_What to produce_
In how many lines of the data below does the word "private" appear? Reply with the number and nothing more.
#### Material for this exercise
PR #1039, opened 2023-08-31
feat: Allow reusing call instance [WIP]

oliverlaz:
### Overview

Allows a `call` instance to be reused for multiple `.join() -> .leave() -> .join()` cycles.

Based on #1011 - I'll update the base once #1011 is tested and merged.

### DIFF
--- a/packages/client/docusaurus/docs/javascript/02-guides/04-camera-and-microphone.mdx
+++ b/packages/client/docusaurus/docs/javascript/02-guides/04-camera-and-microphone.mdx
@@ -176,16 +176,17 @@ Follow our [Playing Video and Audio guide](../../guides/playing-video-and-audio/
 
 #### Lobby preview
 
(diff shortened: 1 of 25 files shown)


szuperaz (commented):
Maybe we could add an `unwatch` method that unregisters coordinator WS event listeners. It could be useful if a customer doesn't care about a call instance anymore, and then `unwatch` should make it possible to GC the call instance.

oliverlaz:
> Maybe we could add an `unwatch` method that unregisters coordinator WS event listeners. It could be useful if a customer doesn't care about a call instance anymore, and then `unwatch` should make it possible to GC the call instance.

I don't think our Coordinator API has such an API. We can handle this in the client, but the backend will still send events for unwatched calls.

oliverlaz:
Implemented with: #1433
########
#### Material for this exercise
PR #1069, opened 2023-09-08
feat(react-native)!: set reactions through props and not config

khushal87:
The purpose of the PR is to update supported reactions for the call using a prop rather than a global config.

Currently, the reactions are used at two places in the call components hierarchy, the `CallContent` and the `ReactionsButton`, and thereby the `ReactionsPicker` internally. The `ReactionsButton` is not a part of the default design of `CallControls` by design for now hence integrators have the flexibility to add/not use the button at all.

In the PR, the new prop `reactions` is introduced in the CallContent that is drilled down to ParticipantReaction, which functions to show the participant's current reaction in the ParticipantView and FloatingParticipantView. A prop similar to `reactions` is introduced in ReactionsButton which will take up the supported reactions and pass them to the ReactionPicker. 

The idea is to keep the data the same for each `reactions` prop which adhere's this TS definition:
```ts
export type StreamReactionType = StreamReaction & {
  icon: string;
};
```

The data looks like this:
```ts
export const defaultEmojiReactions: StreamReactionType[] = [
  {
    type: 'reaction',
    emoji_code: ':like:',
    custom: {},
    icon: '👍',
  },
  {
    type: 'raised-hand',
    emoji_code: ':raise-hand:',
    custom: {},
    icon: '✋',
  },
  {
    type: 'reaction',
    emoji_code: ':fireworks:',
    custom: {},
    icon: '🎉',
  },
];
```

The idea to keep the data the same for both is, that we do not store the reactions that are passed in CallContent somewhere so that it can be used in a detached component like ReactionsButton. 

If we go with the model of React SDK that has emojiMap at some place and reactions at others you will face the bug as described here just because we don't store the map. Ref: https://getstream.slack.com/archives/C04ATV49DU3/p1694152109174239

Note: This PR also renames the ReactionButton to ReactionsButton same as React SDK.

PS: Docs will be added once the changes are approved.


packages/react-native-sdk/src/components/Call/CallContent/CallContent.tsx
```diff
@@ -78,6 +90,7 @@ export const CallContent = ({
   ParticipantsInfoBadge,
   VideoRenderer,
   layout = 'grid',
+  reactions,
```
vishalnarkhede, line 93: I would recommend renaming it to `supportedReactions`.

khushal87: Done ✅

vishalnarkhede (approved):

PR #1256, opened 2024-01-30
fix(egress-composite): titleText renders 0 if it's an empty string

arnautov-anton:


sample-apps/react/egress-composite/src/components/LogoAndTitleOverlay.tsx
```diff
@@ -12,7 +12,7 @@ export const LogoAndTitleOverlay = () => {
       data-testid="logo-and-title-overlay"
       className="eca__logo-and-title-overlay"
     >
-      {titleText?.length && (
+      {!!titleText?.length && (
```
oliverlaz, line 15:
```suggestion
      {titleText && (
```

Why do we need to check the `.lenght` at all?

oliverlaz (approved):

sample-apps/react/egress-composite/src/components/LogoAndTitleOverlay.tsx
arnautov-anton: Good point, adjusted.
########
#### Material for this exercise
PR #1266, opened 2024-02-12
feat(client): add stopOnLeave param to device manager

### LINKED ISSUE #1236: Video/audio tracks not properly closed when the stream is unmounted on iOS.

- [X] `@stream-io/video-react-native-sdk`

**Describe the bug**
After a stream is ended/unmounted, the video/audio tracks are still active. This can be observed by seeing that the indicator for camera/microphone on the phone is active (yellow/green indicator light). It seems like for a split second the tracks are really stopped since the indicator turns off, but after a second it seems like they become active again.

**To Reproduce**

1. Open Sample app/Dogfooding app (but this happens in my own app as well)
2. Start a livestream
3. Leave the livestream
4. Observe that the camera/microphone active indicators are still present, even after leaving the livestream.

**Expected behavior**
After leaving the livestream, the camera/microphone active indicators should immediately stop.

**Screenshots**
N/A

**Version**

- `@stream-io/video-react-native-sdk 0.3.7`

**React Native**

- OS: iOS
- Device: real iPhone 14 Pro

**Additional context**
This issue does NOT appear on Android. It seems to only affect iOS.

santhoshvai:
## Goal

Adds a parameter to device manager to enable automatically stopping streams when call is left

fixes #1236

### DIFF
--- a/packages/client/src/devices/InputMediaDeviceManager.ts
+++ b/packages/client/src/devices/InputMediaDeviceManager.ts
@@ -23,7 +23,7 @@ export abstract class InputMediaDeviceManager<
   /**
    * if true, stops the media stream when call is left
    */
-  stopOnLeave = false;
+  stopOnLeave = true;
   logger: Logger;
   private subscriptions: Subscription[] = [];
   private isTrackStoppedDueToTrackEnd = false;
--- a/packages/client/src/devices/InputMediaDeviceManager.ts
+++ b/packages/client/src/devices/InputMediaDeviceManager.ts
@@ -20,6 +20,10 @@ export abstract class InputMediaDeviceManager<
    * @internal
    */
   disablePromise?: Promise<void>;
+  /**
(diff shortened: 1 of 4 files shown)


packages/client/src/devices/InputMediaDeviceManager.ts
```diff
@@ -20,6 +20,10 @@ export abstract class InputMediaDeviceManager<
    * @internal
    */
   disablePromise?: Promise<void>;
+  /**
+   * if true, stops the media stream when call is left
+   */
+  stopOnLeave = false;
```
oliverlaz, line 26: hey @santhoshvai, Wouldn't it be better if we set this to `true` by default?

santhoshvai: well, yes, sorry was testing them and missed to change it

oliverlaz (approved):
########
_Solved problem_
2